++++ Input data ++++

PR #3079, opened 2023-02-12
Don't use the systemd plugin on JRuby

mohamedhafez:
The systemd integration will fail for JRuby at https://github.com/puma/puma/blob/e3d5794a7ebe47577ced4d4dfdd6a6cc969ded01/lib/puma/sd_notify.rb#L140, because JRuby doesn't support UNIX datagram sockets yet, and won't for a while. See https://github.com/jruby/jruby/issues/6504. So turning it off here, so that JRuby users can integrate with systemd on their own if they wish without errors.

### DIFF
--- a/lib/puma/launcher.rb
+++ b/lib/puma/launcher.rb
@@ -59,7 +59,10 @@ module Puma
 
       @environment = conf.environment
 
-      if ENV["NOTIFY_SOCKET"] && RUBY_PLATFORM != "java"
+      # Load the systemd integration if we detect systemd's NOTIFY_SOCKET.
+      # Skip this on JRuby though, because it is incompatible with the systemd
+      # integration due to https://github.com/jruby/jruby/issues/6504
+      if ENV["NOTIFY_SOCKET"] && !Puma.jruby?
         @config.plugins.create('systemd')
       end
 
--- a/lib/puma/launcher.rb
+++ b/lib/puma/launcher.rb
@@ -59,7 +59,7 @@ module Puma
 
       @environment = conf.environment
 
-      if ENV["NOTIFY_SOCKET"]
+      if ENV["NOTIFY_SOCKET"] && RUBY_PLATFORM != "java"
         @config.plugins.create('systemd')
       end
 
--- a/test/test_plugin_systemd_jruby.rb
+++ b/test/test_plugin_systemd_jruby.rb
@@ -17,7 +17,7 @@ class TestPluginSystemdJruby < TestIntegration
     ENV["NOTIFY_SOCKET"] = "/tmp/doesntmatter"
   end
 
-  def test_systemd_skipped
+  def test_systemd_plugin_not_loaded
     cli_server "test/rackup/hello.ru"
 
     assert_nil Puma::Plugins.instance_variable_get(:@plugins)["systemd"]
--- a/test/test_plugin_systemd_jruby.rb
+++ b/test/test_plugin_systemd_jruby.rb
@@ -7,7 +7,7 @@ class TestPluginSystemdJruby < TestIntegration
     "{ 0/5 threads, 5 available, 0 backlog }"
 
   def setup
-    skip "Skipped because Systemd support is linux-only" if windows? || osx?
+    skip_unless :linux
     skip_unless :unix
     skip_unless_signal_exist? :TERM
     skip_unless :jruby
--- a/test/test_plugin_systemd_jruby.rb
+++ b/test/test_plugin_systemd_jruby.rb
@@ -1,7 +1,7 @@
 require_relative "helper"
 require_relative "helpers/integration"
 
-class TestJrubySkipPluginSystemd < TestIntegration
+class TestPluginSystemdJruby < TestIntegration
 
   THREAD_LOG = TRUFFLE ? "{ 0/16 threads, 16 available, 0 backlog }" :
     "{ 0/5 threads, 5 available, 0 backlog }"
@@ -19,7 +19,7 @@ class TestJrubySkipPluginSystemd < TestIntegration
 
   def test_systemd_skipped
     cli_server "test/rackup/hello.ru"
-    
+
     assert_nil Puma::Plugins.instance_variable_get(:@plugins)["systemd"]
 
     stop_server
--- a/lib/puma/detect.rb
+++ b/lib/puma/detect.rb
@@ -17,6 +17,8 @@ module Puma
   IS_WINDOWS = !!(RUBY_PLATFORM =~ /mswin|ming|cygwin/) ||
     IS_JRUBY && RUBY_DESCRIPTION.include?('mswin')
 
+  IS_LINUX = !(IS_OSX || IS_WINDOWS)
+
   # @version 5.2.0
   IS_MRI = (RUBY_ENGINE == 'ruby' || RUBY_ENGINE.nil?)
 
--- a/test/helper.rb
+++ b/test/helper.rb
@@ -145,6 +145,7 @@ module TestSkips
   def skip_if(*engs, suffix: '', bt: caller)
     engs.each do |eng|
       skip_msg = case eng
+        when :linux       then "Skipped if Linux#{suffix}"       if Puma::IS_LINUX
         when :darwin      then "Skipped if darwin#{suffix}"      if Puma::IS_OSX
         when :jruby       then "Skipped if JRuby#{suffix}"       if Puma::IS_JRUBY
         when :truffleruby then "Skipped if TruffleRuby#{suffix}" if TRUFFLE
@@ -165,6 +166,7 @@ module TestSkips
   # called with only one param
   def skip_unless(eng, bt: caller)
     skip_msg = case eng
+      when :linux   then "Skip unless Linux"            unless Puma::IS_LINUX
       when :darwin  then "Skip unless darwin"           unless Puma::IS_OSX
       when :jruby   then "Skip unless JRuby"            unless Puma::IS_JRUBY
       when :windows then "Skip unless Windows"          unless Puma::IS_WINDOWS
--- a/test/test_jruby_skip_plugin_systemd.rb
+++ b/test/test_jruby_skip_plugin_systemd.rb
@@ -1,0 +1,27 @@
+require_relative "helper"
+require_relative "helpers/integration"
+
+class TestJrubySkipPluginSystemd < TestIntegration
+
+  THREAD_LOG = TRUFFLE ? "{ 0/16 threads, 16 available, 0 backlog }" :
+    "{ 0/5 threads, 5 available, 0 backlog }"
+
+  def setup
+    skip "Skipped because Systemd support is linux-only" if windows? || osx?
+    skip_unless :unix
+    skip_unless_signal_exist? :TERM
+    skip_unless :jruby
+
+    super
+
+    ENV["NOTIFY_SOCKET"] = "/tmp/doesntmatter"
+  end
+
+  def test_systemd_skipped
+    cli_server "test/rackup/hello.ru"
+    
+    assert_nil Puma::Plugins.instance_variable_get(:@plugins)["systemd"]
+
+    stop_server
+  end
+end
--- a/test/test_plugin_systemd.rb
+++ b/test/test_plugin_systemd.rb
@@ -7,7 +7,7 @@ class TestPluginSystemd < TestIntegration
     "{ 0/5 threads, 5 available, 0 backlog }"
 
   def setup
-    skip "Skipped because Systemd support is linux-only" if windows? || osx?
+    skip_unless :linux
     skip_unless :unix
     skip_unless_signal_exist? :TERM
     skip_if :jruby


lib/puma/launcher.rb
```diff
@@ -59,7 +59,7 @@ def initialize(conf, launcher_args={})
 
       @environment = conf.environment
 
-      if ENV["NOTIFY_SOCKET"]
+      if ENV["NOTIFY_SOCKET"] && RUBY_PLATFORM != "java"
```
dentarg, line 62: Makes sense seeing the tests are skipped on JRuby: https://github.com/puma/puma/blob/e3d5794a7ebe47577ced4d4dfdd6a6cc969ded01/test/test_plugin_systemd.rb#L13

I do wonder though, can we make the skip more specific? 

Similar to `Puma::HAS_UNIX_SOCKET` / `skip_unless :unix`: https://github.com/puma/puma/blob/e3d5794a7ebe47577ced4d4dfdd6a6cc969ded01/lib/puma.rb#L29

(and also skip the tests based on this?)

dentarg:
Just to be clear, there's a use-case for running under JRuby, setting `NOTIFY_SOCKET` and not wanting to use the built-in functionality (because it just doesn't work? breaks/bring down your app?)

dentarg:
Sounds like a missing test case... :)

mohamedhafez:
Without this patch, it will break JRuby running under systemd when NOTIFY_SOCKET is set (i.e. when the service `Type` is `notify`). It will crash with the following error from `journalctl -xe`. It's a known issue in JRuby, I've filed https://github.com/jruby/jruby/issues/6504 a while ago about it but the current milestone is JRuby 9.5.0.0, so over a year from now in the best case, and possibly longer.

All the constants are defined in JRuby, they just don't work correctly when talking to unix datagram sockets, so anything like `Object.const_defined?(:UNIXSocket)` won't work, we just have to test if it's JRuby and disable this plugin in that case I believe.

```
Feb 12 12:04:57 ip-172-30-0-20 rvm[353643]: Puma::SdNotify::NotifyError: SocketError: No message available
Feb 12 12:04:57 ip-172-30-0-20 rvm[353643]:                 notify at /var/www/vhosts/www.substitutealert.com/shared/bundle/jruby/3.1.0/gems/puma-6.1.0-java/lib/puma/sd_notify.rb:145
Feb 12 12:04:57 ip-172-30-0-20 rvm[353643]:                  ready at /var/www/vhosts/www.substitutealert.com/shared/bundle/jruby/3.1.0/gems/puma-6.1.0-java/lib/puma/sd_notify.rb:53
Feb 12 12:04:57 ip-172-30-0-20 rvm[353643]:                  start at /var/www/vhosts/www.substitutealert.com/shared/bundle/jruby/3.1.0/gems/puma-6.1.0-java/lib/puma/plugin/systemd.rb:17
Feb 12 12:04:57 ip-172-30-0-20 rvm[353643]:                   fire at /var/www/vhosts/www.substitutealert.com/shared/bundle/jruby/3.1.0/gems/puma-6.1.0-java/lib/puma/events.rb:17
Feb 12 12:04:57 ip-172-30-0-20 rvm[353643]:                   each at org/jruby/RubyArray.java:1988
Feb 12 12:04:57 ip-172-30-0-20 rvm[353643]:                   fire at /var/www/vhosts/www.substitutealert.com/shared/bundle/jruby/3.1.0/gems/puma-6.1.0-java/lib/puma/events.rb:17
Feb 12 12:04:57 ip-172-30-0-20 rvm[353643]:        fire_on_booted! at /var/www/vhosts/www.substitutealert.com/shared/bundle/jruby/3.1.0/gems/puma-6.1.0-java/lib/puma/events.rb:46
Feb 12 12:04:57 ip-172-30-0-20 rvm[353643]:        fire_on_booted! at /var/www/vhosts/www.substitutealert.com/releases/20230212194636/lib/app_lib/puma_boot_completed.rb:8
Feb 12 12:04:57 ip-172-30-0-20 rvm[353643]:                    run at /var/www/vhosts/www.substitutealert.com/shared/bundle/jruby/3.1.0/gems/puma-6.1.0-java/lib/puma/single.rb:58
Feb 12 12:04:57 ip-172-30-0-20 rvm[353643]:                    run at /var/www/vhosts/www.substitutealert.com/shared/bundle/jruby/3.1.0/gems/puma-6.1.0-java/lib/puma/launcher.rb:189
Feb 12 12:04:57 ip-172-30-0-20 rvm[353643]:                    run at /var/www/vhosts/www.substitutealert.com/shared/bundle/jruby/3.1.0/gems/puma-6.1.0-java/lib/puma/cli.rb:75
Feb 12 12:04:57 ip-172-30-0-20 rvm[353643]:                 <main> at /var/www/vhosts/www.substitutealert.com/shared/bundle/jruby/3.1.0/gems/puma-6.1.0-java/bin/puma:10
Feb 12 12:04:57 ip-172-30-0-20 rvm[353643]:                   load at org/jruby/RubyKernel.java:1091
Feb 12 12:04:57 ip-172-30-0-20 rvm[353643]:                 <main> at /var/www/vhosts/www.substitutealert.com/shared/bundle/jruby/3.1.0/bin/puma:25
Feb 12 12:04:57 ip-172-30-0-20 rvm[353643]:                   load at org/jruby/RubyKernel.java:1091
Feb 12 12:04:57 ip-172-30-0-20 rvm[353643]:            kernel_load at /var/www/vhosts/www.substitutealert.com/shared/bundle/jruby/3.1.0/gems/bundler-2.3.24/lib/bundler/cli/exec.rb:58
Feb 12 12:04:57 ip-172-30-0-20 rvm[353643]:                    run at /var/www/vhosts/www.substitutealert.com/shared/bundle/jruby/3.1.0/gems/bundler-2.3.24/lib/bundler/cli/exec.rb:23
Feb 12 12:04:57 ip-172-30-0-20 rvm[353643]:                   exec at /var/www/vhosts/www.substitutealert.com/shared/bundle/jruby/3.1.0/gems/bundler-2.3.24/lib/bundler/cli.rb:486
Feb 12 12:04:57 ip-172-30-0-20 rvm[353643]:                    run at /var/www/vhosts/www.substitutealert.com/shared/bundle/jruby/3.1.0/gems/bundler-2.3.24/lib/bundler/vendor/thor/lib/thor/command.rb:27
Feb 12 12:04:57 ip-172-30-0-20 rvm[353643]:         invoke_command at /var/www/vhosts/www.substitutealert.com/shared/bundle/jruby/3.1.0/gems/bundler-2.3.24/lib/bundler/vendor/thor/lib/thor/invocation.rb:127
Feb 12 12:04:57 ip-172-30-0-20 rvm[353643]:               dispatch at /var/www/vhosts/www.substitutealert.com/shared/bundle/jruby/3.1.0/gems/bundler-2.3.24/lib/bundler/vendor/thor/lib/thor.rb:392
Feb 12 12:04:57 ip-172-30-0-20 rvm[353643]:               dispatch at /var/www/vhosts/www.substitutealert.com/shared/bundle/jruby/3.1.0/gems/bundler-2.3.24/lib/bundler/cli.rb:31
Feb 12 12:04:57 ip-172-30-0-20 rvm[353643]:                  start at /var/www/vhosts/www.substitutealert.com/shared/bundle/jruby/3.1.0/gems/bundler-2.3.24/lib/bundler/vendor/thor/lib/thor/base.rb:485
Feb 12 12:04:57 ip-172-30-0-20 rvm[353643]:                  start at /var/www/vhosts/www.substitutealert.com/shared/bundle/jruby/3.1.0/gems/bundler-2.3.24/lib/bundler/cli.rb:25
Feb 12 12:04:57 ip-172-30-0-20 rvm[353643]:                 <main> at /var/www/vhosts/www.substitutealert.com/shared/bundle/jruby/3.1.0/gems/bundler-2.3.24/exe/bundle:48
Feb 12 12:04:57 ip-172-30-0-20 rvm[353643]:   with_friendly_errors at /var/www/vhosts/www.substitutealert.com/shared/bundle/jruby/3.1.0/gems/bundler-2.3.24/lib/bundler/friendly_errors.rb:120
Feb 12 12:04:57 ip-172-30-0-20 rvm[353643]:                 <main> at /var/www/vhosts/www.substitutealert.com/shared/bundle/jruby/3.1.0/gems/bundler-2.3.24/exe/bundle:36
Feb 12 12:04:57 ip-172-30-0-20 rvm[353643]:                   load at org/jruby/RubyKernel.java:1091
Feb 12 12:04:57 ip-172-30-0-20 rvm[353643]:                 <main> at /home/web/.rvm/rubies/jruby-9.4.1.0.1/bin/bundle:25
Feb 12 12:04:57 ip-172-30-0-20 rvm[353643]: ... 30 levels...
Feb 12 12:04:57 ip-172-30-0-20 rvm[353643]: SocketError: No message available
Feb 12 12:04:57 ip-172-30-0-20 rvm[353643]:                connect at org/jruby/ext/socket/RubySocket.java:211
Feb 12 12:04:57 ip-172-30-0-20 rvm[353643]:       connect_internal at /home/web/.rvm/rubies/jruby-9.4.1.0.1/lib/ruby/stdlib/socket.rb:66
Feb 12 12:04:57 ip-172-30-0-20 rvm[353643]:                connect at /home/web/.rvm/rubies/jruby-9.4.1.0.1/lib/ruby/stdlib/socket.rb:139
Feb 12 12:04:57 ip-172-30-0-20 rvm[353643]:                 notify at /var/www/vhosts/www.substitutealert.com/shared/bundle/jruby/3.1.0/gems/puma-6.1.0-java/lib/puma/sd_notify.rb:140
Feb 12 12:04:57 ip-172-30-0-20 rvm[353643]:                  ready at /var/www/vhosts/www.substitutealert.com/shared/bundle/jruby/3.1.0/gems/puma-6.1.0-java/lib/puma/sd_notify.rb:53
Feb 12 12:04:57 ip-172-30-0-20 rvm[353643]:                  start at /var/www/vhosts/www.substitutealert.com/shared/bundle/jruby/3.1.0/gems/puma-6.1.0-java/lib/puma/plugin/systemd.rb:17
Feb 12 12:04:57 ip-172-30-0-20 rvm[353643]:                   fire at /var/www/vhosts/www.substitutealert.com/shared/bundle/jruby/3.1.0/gems/puma-6.1.0-java/lib/puma/events.rb:17
Feb 12 12:04:57 ip-172-30-0-20 rvm[353643]:                   each at org/jruby/RubyArray.java:1988
Feb 12 12:04:57 ip-172-30-0-20 rvm[353643]:                   fire at /var/www/vhosts/www.substitutealert.com/shared/bundle/jruby/3.1.0/gems/puma-6.1.0-java/lib/puma/events.rb:17
Feb 12 12:04:57 ip-172-30-0-20 rvm[353643]:        fire_on_booted! at /var/www/vhosts/www.substitutealert.com/shared/bundle/jruby/3.1.0/gems/puma-6.1.0-java/lib/puma/events.rb:46
Feb 12 12:04:57 ip-172-30-0-20 rvm[353643]:        fire_on_booted! at /var/www/vhosts/www.substitutealert.com/releases/20230212194636/lib/app_lib/puma_boot_completed.rb:8
Feb 12 12:04:57 ip-172-30-0-20 rvm[353643]:                    run at /var/www/vhosts/www.substitutealert.com/shared/bundle/jruby/3.1.0/gems/puma-6.1.0-java/lib/puma/single.rb:58
Feb 12 12:04:57 ip-172-30-0-20 rvm[353643]:                    run at /var/www/vhosts/www.substitutealert.com/shared/bundle/jruby/3.1.0/gems/puma-6.1.0-java/lib/puma/launcher.rb:189
Feb 12 12:04:57 ip-172-30-0-20 rvm[353643]:                    run at /var/www/vhosts/www.substitutealert.com/shared/bundle/jruby/3.1.0/gems/puma-6.1.0-java/lib/puma/cli.rb:75
Feb 12 12:04:57 ip-172-30-0-20 rvm[353643]:                 <main> at /var/www/vhosts/www.substitutealert.com/shared/bundle/jruby/3.1.0/gems/puma-6.1.0-java/bin/puma:10
Feb 12 12:04:57 ip-172-30-0-20 rvm[353643]:                   load at org/jruby/RubyKernel.java:1091
Feb 12 12:04:57 ip-172-30-0-20 rvm[353643]:                 <main> at /var/www/vhosts/www.substitutealert.com/shared/bundle/jruby/3.1.0/bin/puma:25
Feb 12 12:04:57 ip-172-30-0-20 rvm[353643]:                   load at org/jruby/RubyKernel.java:1091
Feb 12 12:04:57 ip-172-30-0-20 rvm[353643]:            kernel_load at /var/www/vhosts/www.substitutealert.com/shared/bundle/jruby/3.1.0/gems/bundler-2.3.24/lib/bundler/cli/exec.rb:58
Feb 12 12:04:57 ip-172-30-0-20 rvm[353643]:                    run at /var/www/vhosts/www.substitutealert.com/shared/bundle/jruby/3.1.0/gems/bundler-2.3.24/lib/bundler/cli/exec.rb:23
Feb 12 12:04:57 ip-172-30-0-20 rvm[353643]:                   exec at /var/www/vhosts/www.substitutealert.com/shared/bundle/jruby/3.1.0/gems/bundler-2.3.24/lib/bundler/cli.rb:486
Feb 12 12:04:57 ip-172-30-0-20 rvm[353643]:                    run at /var/www/vhosts/www.substitutealert.com/shared/bundle/jruby/3.1.0/gems/bundler-2.3.24/lib/bundler/vendor/thor/lib/thor/command.rb:27
Feb 12 12:04:57 ip-172-30-0-20 rvm[353643]:         invoke_command at /var/www/vhosts/www.substitutealert.com/shared/bundle/jruby/3.1.0/gems/bundler-2.3.24/lib/bundler/vendor/thor/lib/thor/invocation.rb:127
Feb 12 12:04:57 ip-172-30-0-20 rvm[353643]:               dispatch at /var/www/vhosts/www.substitutealert.com/shared/bundle/jruby/3.1.0/gems/bundler-2.3.24/lib/bundler/vendor/thor/lib/thor.rb:392
Feb 12 12:04:57 ip-172-30-0-20 rvm[353643]:               dispatch at /var/www/vhosts/www.substitutealert.com/shared/bundle/jruby/3.1.0/gems/bundler-2.3.24/lib/bundler/cli.rb:31
Feb 12 12:04:57 ip-172-30-0-20 rvm[353643]:                  start at /var/www/vhosts/www.substitutealert.com/shared/bundle/jruby/3.1.0/gems/bundler-2.3.24/lib/bundler/vendor/thor/lib/thor/base.rb:485
Feb 12 12:04:57 ip-172-30-0-20 rvm[353643]:                  start at /var/www/vhosts/www.substitutealert.com/shared/bundle/jruby/3.1.0/gems/bundler-2.3.24/lib/bundler/cli.rb:25
Feb 12 12:04:57 ip-172-30-0-20 rvm[353643]:                 <main> at /var/www/vhosts/www.substitutealert.com/shared/bundle/jruby/3.1.0/gems/bundler-2.3.24/exe/bundle:48
Feb 12 12:04:57 ip-172-30-0-20 rvm[353643]:   with_friendly_errors at /var/www/vhosts/www.substitutealert.com/shared/bundle/jruby/3.1.0/gems/bundler-2.3.24/lib/bundler/friendly_errors.rb:120
Feb 12 12:04:57 ip-172-30-0-20 rvm[353643]:                 <main> at /var/www/vhosts/www.substitutealert.com/shared/bundle/jruby/3.1.0/gems/bundler-2.3.24/exe/bundle:36
Feb 12 12:04:57 ip-172-30-0-20 rvm[353643]:                   load at org/jruby/RubyKernel.java:1091
Feb 12 12:04:57 ip-172-30-0-20 rvm[353643]:                 <main> at /home/web/.rvm/rubies/jruby-9.4.1.0.1/bin/bundle:25
Feb 12 12:04:57 ip-172-30-0-20 rvm[353643]: ... 33 levels...
Feb 12 12:04:57 ip-172-30-0-20 systemd[1]: puma.service: Main process exited, code=exited, status=1/FAILURE
```

mohamedhafez:
As far as a use case of why I would want run a `Type: notify` systemd service when JRuby can't use the systemd plugin: I'm pulling in the JNA maven library and using Java code to notify systemd the service has booted after `fire_on_booted`. 

i.e. I'm taking care of it on my own, and just don't want puma to crash trying to handle it in a way that doesn't work on JRuby.

mohamedhafez:
Could someone with permission label this a bug fix so that the tests will pass?

lib/puma/launcher.rb
dentarg: @mohamedhafez Can we at least add a comment why we exclude JRuby here?

Should probably also make use of the detection Puma already has?

```suggestion
      if ENV["NOTIFY_SOCKET"] && Puma.jruby?
```

mohamedhafez: Didn't know about `Puma.jruby?`, added that in (but it needs to be `!Puma.jruby?`). Also good call with the comment, so people know why this was needed in the future, and also I put the issue in the comment so that if anyone in the future is considering removing it they can double check if the issue was resolved easily.

dentarg:
What do you think about adding a test that runs on JRuby, that sets `NOTIFY_SOCKET` but ensure's the systemd plugin isn't in-use (not sure of the correct/best way to do that though)?

I'm thinking if the JRuby issue is resolved, its very easy to just remove the conditional and think everything is good, but if something fails when you do that, you may remember to remove the "skip jruby" for the systemd plugin tests.

mohamedhafez:
@dentarg sounds like a good idea, but I'm not sure how to accomplish that without just making sure things don't crash when you set `NOTIFY_SOCKET`. Open to any suggestions. Is there a way to check that a plugin isn't loaded with a test? Sorry I'm not that familiar with Ruby testing in general, and not at all with Puma's testing set up

dentarg:
> Is there a way to check that a plugin isn't loaded with a test?

Yeah, a bit hacky but: `Puma::Plugins.instance_variable_get(:@plugins)` (Puma already has bunch of tests using `instance_variable_get`, don't think this is much different)

mohamedhafez:
Ok, so I'm thinking make a `puma/test/test_jruby_skip_plugin_systemd.rb` file, and having it be something like this:

```ruby
require_relative "helper"
require_relative "helpers/integration"

class TestJRubySkipPluginSystemd < TestIntegration

  THREAD_LOG = TRUFFLE ? "{ 0/16 threads, 16 available, 0 backlog }" :
    "{ 0/5 threads, 5 available, 0 backlog }"

  def setup
    skip "Skipped because Systemd support is linux-only" if windows? || osx?
    skip_unless :unix
    skip_unless :jruby

    super

    ENV["NOTIFY_SOCKET"] = "/tmp/doesntmatter"
  end

  def test_systemd_skipped
    cli_server "test/rackup/hello.ru"
    
    #assert that Puma::Plugins.instance_variable_get(:@plugins) doesn't contain systemd

    stop_server
  end
end  
```

Does that sound about right? Or would you prefer I get it into test_plugin_systemd and then add `skip_if :jruby` to all the other test cases, and then remove it from `setup`? (I'm guessing the call in `setup` makes it skip all the tests, since otherwise JRuby would be running and failing on a lot of those tests)

dentarg:
The separate file seems resonable to me 👍  (didn't realise we skip jruby in the setup, in `test_plugin_systemd.rb`, but that makes sense)

mohamedhafez:
Looks like it worked! You can see the new test being run in the JRuby tests, but not the MRI or TruffleRuby ones. Just seems like there was some kind of failure on an unrelated test, should i just make a dummy push to try it again, or does this look good to you considering the failure has nothing to do with this, and was passing earlier?

nateberkopec:
Labelling bug because I do think this is a bug, and this way it will show up in the next version's release notes.

mohamedhafez:
renamed the test because having "skipped" in the name of the test made me think the actual test itself was skipped for a second, and i figure that could be confusing to others. This time we should get all the tests passing we'll see in a sec

test/test_plugin_systemd_jruby.rb
```diff
@@ -0,0 +1,27 @@
+require_relative "helper"
+require_relative "helpers/integration"
+
+class TestPluginSystemdJruby < TestIntegration
+
+  THREAD_LOG = TRUFFLE ? "{ 0/16 threads, 16 available, 0 backlog }" :
+    "{ 0/5 threads, 5 available, 0 backlog }"
+
+  def setup
+    skip "Skipped because Systemd support is linux-only" if windows? || osx?
```
nateberkopec, line 10: @mohamedhafez Let's add a new `:linux` symbol to our `skip` logic in `test/helper.rb` and use it here.

nateberkopec: I know `!windows && !osx != linux` in reality but we can just call it `:linux` for now unless you have a better name 😆  or a better way to detect linux status.

mohamedhafez: I was trying to think through that myself, but in the end figured I'd just stick with `!windows && !osx` for now, since being more exact with that is outside the scope of this PR. Made the changes requested!

MSP-Greg: A bit late to the party, and I can't test any *nix derivatives, but I've wondered about changing the code to something like the below, which gets rid of the squirrelly Windows JRuby code and (since we're Ruby 2.4 +), uses `match?`?
```ruby
HOST_OS = RbConfig::CONFIG['host_os']
IS_WINDOWS = HOST_OS.match?(/mingw|mswin|cygwin/)
IS_OSX     = HOST_OS.include?('darwin')
IS_LINUX   = HOST_OS.include?('linux')
```

mohamedhafez: I'm not familiar enough with what `RbConfig::CONFIG['host_os']` on different Linux systems or Windows platforms to have much of an input on that, but honestly I kind of feel that's beyond the scope of this PR. I just copied the code that was being used for the non-JRuby systemd tests, and made a quick tweak to it at @nateberkopec's request. Could we merge in this PR, and then you guys can optimize that other code in a later PR?

MSP-Greg: > in a later PR

That’s fine.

++++

Your objective: Collect the lines of the records that include the string "thinking".

Your solution:
I'm thinking if the JRuby issue is resolved, its very easy to just remove the conditional and think everything is good, but if something fails when you do that, you may remember to remove the "skip jruby" for the systemd plugin tests.
Ok, so I'm thinking make a `puma/test/test_jruby_skip_plugin_systemd.rb` file, and having it be something like this:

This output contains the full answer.